● **Exercise**
Your answer should be the lines of the data below that contain "useEffect".

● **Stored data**
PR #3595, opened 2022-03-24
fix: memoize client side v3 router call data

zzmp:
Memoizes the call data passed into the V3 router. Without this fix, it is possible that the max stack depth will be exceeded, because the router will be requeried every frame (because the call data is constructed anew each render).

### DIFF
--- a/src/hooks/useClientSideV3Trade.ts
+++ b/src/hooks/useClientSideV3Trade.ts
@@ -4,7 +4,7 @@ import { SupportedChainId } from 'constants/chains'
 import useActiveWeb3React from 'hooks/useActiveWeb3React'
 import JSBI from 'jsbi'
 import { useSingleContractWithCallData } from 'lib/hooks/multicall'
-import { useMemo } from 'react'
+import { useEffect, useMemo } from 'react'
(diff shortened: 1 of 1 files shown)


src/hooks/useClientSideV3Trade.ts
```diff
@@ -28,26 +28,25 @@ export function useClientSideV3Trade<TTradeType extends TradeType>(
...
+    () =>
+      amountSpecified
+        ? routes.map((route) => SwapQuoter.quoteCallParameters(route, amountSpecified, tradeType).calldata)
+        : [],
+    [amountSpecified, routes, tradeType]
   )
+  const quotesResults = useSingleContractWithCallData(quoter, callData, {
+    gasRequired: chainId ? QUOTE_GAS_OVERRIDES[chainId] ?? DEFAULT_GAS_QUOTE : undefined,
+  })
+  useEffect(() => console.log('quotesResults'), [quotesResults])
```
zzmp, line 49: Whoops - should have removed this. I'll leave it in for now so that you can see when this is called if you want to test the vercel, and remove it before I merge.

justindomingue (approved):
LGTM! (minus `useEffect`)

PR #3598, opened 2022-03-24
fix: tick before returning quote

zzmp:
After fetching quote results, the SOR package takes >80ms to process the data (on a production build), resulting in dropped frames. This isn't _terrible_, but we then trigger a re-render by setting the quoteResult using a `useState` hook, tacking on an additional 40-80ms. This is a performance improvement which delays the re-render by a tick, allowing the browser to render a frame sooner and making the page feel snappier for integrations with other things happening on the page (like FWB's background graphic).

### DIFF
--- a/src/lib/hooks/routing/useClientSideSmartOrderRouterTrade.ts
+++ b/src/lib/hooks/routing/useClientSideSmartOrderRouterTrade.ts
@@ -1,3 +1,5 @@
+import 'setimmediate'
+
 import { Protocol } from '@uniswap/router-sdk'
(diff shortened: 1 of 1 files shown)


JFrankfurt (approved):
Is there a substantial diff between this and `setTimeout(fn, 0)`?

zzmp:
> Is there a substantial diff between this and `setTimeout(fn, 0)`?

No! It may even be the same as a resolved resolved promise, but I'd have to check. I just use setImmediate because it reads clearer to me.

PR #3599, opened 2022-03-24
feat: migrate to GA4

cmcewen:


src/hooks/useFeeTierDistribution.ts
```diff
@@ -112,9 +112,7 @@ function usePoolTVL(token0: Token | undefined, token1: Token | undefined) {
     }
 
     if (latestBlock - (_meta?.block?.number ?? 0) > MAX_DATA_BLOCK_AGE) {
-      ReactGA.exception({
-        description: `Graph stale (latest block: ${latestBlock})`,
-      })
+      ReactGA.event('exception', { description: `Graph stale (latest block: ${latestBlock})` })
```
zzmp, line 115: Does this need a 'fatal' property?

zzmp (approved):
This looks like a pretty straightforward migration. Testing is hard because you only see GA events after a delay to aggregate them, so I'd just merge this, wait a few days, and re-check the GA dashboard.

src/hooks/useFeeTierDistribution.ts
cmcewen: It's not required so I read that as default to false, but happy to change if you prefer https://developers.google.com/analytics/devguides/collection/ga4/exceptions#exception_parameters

● **Answer below**
+import { useEffect, useMemo } from 'react'
+  useEffect(() => console.log('quotesResults'), [quotesResults])
LGTM! (minus `useEffect`)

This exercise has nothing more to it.